§ **Required action**
Lines from the top of the entries down to the line with "with this change" must be set down exactly as they stand, with both ends retained.

§ **Records contained in a dataset**
Start of Block

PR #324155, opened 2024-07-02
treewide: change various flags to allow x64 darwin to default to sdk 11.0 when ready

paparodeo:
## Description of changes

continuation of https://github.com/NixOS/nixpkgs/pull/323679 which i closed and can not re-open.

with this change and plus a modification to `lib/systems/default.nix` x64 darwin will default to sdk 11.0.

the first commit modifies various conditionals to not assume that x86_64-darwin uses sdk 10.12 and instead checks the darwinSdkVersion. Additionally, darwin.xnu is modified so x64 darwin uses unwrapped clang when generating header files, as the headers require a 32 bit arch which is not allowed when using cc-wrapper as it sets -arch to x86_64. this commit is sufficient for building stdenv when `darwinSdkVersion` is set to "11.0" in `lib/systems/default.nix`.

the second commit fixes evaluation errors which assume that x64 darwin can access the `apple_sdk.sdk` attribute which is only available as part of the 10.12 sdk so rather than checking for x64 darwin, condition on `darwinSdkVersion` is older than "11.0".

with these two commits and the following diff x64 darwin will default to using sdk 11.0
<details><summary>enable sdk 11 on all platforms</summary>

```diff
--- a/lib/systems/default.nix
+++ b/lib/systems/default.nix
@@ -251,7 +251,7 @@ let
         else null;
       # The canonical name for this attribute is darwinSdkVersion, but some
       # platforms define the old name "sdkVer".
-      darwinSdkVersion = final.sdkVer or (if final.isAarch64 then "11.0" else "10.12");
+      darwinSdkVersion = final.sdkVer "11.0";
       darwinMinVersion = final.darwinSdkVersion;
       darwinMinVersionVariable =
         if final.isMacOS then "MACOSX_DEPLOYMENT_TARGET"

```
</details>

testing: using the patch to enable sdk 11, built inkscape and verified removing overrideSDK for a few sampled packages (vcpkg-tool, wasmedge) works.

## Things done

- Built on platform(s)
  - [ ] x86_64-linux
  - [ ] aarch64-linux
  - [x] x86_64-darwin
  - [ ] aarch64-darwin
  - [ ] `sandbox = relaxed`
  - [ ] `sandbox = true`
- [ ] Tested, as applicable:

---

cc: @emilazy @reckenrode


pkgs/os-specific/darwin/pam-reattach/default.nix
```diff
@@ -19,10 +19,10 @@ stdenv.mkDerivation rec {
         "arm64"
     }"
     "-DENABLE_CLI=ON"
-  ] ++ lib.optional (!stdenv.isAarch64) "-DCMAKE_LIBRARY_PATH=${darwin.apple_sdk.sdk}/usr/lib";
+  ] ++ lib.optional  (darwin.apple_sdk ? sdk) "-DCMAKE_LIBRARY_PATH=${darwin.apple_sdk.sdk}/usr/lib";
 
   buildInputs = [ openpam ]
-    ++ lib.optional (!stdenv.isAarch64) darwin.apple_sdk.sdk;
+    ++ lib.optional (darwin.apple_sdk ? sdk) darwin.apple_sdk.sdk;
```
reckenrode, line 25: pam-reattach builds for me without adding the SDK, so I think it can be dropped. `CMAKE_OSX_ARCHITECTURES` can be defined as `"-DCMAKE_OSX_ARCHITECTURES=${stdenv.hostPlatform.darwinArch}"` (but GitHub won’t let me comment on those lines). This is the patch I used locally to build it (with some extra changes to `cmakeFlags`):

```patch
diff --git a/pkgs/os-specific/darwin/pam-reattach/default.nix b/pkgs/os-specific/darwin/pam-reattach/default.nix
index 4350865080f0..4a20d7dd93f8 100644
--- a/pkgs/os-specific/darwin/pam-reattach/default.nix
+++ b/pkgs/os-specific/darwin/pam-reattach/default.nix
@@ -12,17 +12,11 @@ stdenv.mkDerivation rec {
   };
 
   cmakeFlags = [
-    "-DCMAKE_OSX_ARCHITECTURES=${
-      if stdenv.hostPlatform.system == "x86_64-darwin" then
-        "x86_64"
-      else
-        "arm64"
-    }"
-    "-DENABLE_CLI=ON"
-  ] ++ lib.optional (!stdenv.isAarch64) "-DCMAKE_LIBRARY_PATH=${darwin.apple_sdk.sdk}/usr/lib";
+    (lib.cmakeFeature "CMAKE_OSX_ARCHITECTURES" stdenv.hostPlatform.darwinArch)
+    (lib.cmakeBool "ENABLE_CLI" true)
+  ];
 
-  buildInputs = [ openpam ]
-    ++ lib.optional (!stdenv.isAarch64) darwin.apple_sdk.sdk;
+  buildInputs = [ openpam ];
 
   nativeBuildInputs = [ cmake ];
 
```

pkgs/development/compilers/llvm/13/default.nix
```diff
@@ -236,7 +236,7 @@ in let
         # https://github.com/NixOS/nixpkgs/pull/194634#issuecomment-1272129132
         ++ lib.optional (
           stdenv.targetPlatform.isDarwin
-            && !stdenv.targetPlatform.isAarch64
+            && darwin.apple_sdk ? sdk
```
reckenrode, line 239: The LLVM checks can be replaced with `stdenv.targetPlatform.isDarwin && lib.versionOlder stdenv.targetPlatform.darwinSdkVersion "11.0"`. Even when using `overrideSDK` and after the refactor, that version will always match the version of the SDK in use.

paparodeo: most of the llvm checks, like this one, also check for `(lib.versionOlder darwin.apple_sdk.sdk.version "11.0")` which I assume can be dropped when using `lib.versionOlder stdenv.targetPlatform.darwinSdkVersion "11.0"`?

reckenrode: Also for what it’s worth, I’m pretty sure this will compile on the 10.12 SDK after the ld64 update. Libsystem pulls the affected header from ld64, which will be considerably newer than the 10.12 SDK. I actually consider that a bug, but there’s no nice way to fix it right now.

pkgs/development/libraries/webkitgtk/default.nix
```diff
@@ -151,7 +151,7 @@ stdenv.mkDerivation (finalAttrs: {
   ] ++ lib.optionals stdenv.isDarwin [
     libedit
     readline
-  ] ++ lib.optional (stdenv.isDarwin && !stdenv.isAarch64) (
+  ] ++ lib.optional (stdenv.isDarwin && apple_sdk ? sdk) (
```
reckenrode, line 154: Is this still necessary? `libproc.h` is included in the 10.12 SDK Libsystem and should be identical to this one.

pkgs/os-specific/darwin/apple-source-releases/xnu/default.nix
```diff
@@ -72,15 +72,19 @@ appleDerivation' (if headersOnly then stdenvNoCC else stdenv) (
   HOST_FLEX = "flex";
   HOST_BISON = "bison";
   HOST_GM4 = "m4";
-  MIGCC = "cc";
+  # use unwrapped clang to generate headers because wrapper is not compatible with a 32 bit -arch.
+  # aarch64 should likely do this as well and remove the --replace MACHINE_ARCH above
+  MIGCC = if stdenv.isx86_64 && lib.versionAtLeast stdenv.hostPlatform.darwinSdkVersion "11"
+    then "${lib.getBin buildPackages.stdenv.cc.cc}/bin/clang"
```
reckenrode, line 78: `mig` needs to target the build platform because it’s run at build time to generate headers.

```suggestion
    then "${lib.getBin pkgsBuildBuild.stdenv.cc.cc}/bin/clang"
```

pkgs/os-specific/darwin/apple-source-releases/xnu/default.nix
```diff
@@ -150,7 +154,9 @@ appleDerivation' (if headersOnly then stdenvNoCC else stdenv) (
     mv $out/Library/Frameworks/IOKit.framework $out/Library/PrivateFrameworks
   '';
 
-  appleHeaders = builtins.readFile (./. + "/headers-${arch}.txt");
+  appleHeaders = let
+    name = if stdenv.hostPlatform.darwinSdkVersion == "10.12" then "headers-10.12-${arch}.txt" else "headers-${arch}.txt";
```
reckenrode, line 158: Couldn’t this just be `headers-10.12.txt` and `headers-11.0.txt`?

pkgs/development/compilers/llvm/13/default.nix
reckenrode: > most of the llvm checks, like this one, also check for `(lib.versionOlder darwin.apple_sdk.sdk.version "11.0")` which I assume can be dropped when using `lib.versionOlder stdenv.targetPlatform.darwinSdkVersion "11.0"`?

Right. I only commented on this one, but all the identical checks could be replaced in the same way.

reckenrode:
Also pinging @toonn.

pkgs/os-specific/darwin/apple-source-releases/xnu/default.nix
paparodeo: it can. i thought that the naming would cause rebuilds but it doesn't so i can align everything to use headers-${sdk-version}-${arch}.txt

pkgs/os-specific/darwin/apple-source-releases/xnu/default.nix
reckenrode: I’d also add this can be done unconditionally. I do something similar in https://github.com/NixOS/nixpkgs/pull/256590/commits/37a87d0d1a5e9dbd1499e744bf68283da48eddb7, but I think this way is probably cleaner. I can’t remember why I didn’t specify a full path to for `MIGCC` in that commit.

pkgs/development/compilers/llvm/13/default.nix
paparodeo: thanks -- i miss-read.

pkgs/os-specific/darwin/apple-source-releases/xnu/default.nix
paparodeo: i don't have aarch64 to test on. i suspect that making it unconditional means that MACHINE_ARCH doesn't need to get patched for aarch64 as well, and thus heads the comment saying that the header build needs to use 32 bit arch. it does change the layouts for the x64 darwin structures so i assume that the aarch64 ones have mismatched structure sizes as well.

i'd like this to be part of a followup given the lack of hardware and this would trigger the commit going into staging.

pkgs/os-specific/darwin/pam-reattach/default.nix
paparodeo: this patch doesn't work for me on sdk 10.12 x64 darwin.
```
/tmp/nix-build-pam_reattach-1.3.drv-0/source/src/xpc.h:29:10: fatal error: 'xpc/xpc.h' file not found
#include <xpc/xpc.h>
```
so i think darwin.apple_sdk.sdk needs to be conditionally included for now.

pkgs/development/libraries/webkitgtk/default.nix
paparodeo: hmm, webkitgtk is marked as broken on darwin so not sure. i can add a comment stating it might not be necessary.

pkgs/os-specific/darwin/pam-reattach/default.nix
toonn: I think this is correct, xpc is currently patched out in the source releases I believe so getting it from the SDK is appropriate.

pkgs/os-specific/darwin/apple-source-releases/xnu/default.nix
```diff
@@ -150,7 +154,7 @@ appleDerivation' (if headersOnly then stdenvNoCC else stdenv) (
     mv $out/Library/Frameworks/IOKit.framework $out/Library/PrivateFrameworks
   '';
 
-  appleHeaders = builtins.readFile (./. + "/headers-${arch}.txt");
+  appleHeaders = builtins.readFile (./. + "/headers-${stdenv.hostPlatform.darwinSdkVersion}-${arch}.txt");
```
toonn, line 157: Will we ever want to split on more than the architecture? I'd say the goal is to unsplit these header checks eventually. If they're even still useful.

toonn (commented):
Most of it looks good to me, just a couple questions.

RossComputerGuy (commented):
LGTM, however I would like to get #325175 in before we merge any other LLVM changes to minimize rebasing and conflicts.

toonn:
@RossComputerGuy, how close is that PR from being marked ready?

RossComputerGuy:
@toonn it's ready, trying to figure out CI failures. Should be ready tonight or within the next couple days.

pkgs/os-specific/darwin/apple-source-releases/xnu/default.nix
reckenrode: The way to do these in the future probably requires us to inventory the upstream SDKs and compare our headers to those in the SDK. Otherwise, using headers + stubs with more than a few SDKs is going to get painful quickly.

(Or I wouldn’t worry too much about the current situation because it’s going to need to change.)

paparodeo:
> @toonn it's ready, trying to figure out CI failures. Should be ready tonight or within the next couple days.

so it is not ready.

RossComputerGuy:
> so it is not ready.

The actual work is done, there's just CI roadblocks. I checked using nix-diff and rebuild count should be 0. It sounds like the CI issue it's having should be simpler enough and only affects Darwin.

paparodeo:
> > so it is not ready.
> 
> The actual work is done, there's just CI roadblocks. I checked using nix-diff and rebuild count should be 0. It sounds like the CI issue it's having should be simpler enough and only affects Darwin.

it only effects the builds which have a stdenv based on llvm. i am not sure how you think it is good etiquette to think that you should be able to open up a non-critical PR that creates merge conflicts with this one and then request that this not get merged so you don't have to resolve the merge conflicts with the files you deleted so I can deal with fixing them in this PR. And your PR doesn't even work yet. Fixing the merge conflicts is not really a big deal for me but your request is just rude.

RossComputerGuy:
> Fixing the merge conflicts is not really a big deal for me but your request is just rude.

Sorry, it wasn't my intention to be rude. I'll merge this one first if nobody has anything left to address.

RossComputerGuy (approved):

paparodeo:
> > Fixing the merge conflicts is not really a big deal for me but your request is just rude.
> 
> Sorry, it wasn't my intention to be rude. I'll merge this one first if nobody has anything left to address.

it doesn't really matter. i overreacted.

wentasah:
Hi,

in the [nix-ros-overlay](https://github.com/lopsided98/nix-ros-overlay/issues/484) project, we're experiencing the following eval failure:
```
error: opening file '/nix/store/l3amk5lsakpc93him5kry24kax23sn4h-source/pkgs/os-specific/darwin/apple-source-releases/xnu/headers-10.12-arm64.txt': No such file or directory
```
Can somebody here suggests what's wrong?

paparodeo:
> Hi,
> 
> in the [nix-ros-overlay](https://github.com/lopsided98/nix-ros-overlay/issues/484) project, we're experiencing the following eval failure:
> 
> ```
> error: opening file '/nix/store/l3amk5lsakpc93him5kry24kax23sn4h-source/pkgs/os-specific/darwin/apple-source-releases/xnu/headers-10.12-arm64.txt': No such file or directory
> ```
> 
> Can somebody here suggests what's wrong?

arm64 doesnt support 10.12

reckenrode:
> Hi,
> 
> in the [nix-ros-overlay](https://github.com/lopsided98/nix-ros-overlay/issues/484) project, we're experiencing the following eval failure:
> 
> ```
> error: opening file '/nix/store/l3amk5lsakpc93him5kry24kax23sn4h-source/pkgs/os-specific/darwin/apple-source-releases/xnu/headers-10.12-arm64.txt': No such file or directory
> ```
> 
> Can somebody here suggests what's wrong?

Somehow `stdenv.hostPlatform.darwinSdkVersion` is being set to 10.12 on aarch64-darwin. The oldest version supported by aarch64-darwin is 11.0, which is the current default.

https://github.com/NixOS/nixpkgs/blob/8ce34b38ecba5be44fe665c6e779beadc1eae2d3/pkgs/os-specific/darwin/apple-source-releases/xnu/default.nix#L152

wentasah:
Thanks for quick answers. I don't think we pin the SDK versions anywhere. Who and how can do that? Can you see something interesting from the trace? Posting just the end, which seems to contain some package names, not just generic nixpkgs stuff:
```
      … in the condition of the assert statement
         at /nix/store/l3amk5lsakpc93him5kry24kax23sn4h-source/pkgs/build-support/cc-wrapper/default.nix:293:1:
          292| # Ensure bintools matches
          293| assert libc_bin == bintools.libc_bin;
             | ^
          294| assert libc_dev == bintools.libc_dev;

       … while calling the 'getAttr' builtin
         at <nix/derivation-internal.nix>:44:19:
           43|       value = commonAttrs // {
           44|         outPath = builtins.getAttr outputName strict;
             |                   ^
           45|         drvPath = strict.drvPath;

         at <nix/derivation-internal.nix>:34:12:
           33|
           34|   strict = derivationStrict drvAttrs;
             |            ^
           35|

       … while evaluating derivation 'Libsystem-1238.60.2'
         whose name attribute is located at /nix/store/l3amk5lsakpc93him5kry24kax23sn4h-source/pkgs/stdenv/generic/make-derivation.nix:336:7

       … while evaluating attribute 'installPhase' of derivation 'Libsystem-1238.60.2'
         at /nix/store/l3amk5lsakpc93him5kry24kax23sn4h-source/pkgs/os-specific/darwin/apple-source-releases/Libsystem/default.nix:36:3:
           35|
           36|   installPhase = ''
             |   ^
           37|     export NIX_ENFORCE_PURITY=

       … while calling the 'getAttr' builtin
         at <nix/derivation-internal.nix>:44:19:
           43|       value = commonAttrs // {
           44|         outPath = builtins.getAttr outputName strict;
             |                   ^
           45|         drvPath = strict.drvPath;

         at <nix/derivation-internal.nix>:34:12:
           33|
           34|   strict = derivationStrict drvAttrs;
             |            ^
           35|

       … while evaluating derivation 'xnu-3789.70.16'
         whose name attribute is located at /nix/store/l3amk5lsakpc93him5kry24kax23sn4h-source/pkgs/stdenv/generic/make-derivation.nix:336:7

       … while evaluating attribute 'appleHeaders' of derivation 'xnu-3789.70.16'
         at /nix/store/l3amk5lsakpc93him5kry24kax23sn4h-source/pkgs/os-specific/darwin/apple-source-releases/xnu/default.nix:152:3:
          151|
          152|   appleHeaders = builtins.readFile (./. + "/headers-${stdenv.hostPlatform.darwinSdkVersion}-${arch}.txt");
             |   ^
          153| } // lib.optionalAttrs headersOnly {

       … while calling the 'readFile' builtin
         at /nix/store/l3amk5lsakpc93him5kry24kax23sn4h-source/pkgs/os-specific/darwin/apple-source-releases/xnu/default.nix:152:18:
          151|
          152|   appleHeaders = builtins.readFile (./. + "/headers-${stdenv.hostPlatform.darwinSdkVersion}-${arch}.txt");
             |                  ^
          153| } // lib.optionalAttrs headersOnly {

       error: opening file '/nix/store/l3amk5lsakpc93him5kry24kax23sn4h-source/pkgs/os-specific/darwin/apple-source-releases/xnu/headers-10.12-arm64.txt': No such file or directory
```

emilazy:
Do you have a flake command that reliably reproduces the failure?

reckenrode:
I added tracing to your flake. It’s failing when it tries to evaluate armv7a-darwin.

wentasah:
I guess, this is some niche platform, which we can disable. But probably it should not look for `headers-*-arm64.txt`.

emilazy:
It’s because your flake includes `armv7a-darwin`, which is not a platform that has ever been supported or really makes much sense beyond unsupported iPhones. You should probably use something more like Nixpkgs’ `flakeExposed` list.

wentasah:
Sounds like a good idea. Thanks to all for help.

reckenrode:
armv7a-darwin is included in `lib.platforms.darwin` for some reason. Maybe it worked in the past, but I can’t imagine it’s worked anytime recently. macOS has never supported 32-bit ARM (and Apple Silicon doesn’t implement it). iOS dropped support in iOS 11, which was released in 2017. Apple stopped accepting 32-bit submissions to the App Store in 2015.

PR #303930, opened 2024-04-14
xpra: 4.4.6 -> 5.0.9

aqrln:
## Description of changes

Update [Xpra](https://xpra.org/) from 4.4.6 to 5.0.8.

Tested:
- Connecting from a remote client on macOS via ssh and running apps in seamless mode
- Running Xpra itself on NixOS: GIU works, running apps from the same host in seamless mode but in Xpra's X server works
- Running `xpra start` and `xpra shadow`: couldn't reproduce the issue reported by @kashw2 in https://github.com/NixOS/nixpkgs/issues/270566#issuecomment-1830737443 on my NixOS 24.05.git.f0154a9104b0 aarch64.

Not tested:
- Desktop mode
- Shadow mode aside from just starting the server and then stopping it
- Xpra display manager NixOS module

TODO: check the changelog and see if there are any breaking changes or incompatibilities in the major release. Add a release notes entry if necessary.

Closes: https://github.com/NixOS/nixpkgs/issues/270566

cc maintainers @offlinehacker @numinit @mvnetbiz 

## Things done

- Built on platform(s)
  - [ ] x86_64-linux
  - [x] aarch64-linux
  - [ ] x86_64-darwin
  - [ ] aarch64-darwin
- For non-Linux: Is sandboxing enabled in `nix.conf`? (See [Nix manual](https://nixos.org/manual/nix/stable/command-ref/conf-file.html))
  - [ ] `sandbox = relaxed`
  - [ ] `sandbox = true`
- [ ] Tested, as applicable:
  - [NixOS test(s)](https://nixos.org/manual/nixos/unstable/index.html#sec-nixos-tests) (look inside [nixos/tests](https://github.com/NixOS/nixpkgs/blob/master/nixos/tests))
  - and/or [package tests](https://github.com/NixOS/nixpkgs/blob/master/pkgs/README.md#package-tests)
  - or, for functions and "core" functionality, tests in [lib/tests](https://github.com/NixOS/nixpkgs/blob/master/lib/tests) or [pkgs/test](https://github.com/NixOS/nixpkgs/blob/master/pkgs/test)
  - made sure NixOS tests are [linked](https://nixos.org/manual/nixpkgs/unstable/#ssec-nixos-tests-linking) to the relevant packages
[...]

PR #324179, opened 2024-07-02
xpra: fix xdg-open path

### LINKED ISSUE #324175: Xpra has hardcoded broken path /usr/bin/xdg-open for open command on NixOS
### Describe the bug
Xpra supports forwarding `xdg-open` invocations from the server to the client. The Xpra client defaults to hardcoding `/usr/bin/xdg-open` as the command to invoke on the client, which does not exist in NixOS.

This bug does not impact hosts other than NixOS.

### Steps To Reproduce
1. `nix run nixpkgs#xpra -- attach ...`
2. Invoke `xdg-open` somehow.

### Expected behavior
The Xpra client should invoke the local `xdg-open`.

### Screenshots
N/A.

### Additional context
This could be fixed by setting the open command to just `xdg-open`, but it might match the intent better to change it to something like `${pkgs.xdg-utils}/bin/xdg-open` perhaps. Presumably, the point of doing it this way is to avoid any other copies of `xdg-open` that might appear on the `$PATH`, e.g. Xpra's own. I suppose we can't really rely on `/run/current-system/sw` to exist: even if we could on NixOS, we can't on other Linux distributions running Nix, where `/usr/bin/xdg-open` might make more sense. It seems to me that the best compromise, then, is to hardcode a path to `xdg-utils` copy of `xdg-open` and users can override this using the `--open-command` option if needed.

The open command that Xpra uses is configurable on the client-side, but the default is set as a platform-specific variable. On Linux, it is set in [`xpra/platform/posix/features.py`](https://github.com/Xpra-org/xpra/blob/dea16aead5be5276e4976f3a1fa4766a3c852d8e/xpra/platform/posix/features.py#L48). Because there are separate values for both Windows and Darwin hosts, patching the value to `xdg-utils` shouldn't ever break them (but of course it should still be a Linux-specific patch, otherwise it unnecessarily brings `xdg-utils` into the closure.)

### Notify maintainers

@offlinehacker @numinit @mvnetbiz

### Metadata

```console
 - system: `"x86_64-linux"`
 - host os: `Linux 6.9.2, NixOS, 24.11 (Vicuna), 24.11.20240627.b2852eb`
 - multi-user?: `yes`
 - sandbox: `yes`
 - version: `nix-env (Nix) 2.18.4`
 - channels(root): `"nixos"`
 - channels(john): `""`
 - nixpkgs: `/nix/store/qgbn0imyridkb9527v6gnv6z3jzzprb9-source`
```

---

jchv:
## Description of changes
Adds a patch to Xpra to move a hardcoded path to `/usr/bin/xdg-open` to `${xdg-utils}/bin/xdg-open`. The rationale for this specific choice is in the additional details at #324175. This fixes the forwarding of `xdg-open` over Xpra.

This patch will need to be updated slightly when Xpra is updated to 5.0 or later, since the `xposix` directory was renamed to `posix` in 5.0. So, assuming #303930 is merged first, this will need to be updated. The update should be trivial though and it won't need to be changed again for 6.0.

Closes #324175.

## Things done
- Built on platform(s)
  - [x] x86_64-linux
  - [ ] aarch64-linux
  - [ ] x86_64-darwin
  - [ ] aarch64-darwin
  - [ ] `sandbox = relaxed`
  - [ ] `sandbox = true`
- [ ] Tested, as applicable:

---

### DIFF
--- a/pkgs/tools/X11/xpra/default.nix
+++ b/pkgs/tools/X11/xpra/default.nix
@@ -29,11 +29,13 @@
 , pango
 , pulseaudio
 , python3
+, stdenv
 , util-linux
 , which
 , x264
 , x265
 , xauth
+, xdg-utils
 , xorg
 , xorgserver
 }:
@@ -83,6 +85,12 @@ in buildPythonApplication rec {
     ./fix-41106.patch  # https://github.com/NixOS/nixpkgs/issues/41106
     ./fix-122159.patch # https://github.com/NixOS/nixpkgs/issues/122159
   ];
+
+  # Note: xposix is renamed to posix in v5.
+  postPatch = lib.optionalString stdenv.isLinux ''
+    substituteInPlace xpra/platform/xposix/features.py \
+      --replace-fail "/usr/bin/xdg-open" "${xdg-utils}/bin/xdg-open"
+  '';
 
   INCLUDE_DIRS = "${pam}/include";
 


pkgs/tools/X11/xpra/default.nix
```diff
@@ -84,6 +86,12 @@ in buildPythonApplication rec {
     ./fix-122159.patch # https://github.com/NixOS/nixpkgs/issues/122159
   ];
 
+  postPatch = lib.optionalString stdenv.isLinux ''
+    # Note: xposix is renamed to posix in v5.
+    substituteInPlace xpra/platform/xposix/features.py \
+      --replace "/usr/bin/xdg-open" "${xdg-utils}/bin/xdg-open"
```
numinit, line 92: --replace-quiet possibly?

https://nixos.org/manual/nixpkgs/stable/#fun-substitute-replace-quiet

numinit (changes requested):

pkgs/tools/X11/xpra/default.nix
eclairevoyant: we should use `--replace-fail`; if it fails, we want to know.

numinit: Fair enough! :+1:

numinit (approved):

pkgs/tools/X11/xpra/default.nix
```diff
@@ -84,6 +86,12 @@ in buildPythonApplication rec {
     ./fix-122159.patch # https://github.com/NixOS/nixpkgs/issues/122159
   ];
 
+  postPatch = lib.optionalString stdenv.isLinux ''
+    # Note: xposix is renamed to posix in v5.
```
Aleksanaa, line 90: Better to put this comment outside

End of Block

§ **Expected answer**
PR #324155, opened 2024-07-02
treewide: change various flags to allow x64 darwin to default to sdk 11.0 when ready

paparodeo:
## Description of changes

continuation of https://github.com/NixOS/nixpkgs/pull/323679 which i closed and can not re-open.

with this change and plus a modification to `lib/systems/default.nix` x64 darwin will default to sdk 11.0.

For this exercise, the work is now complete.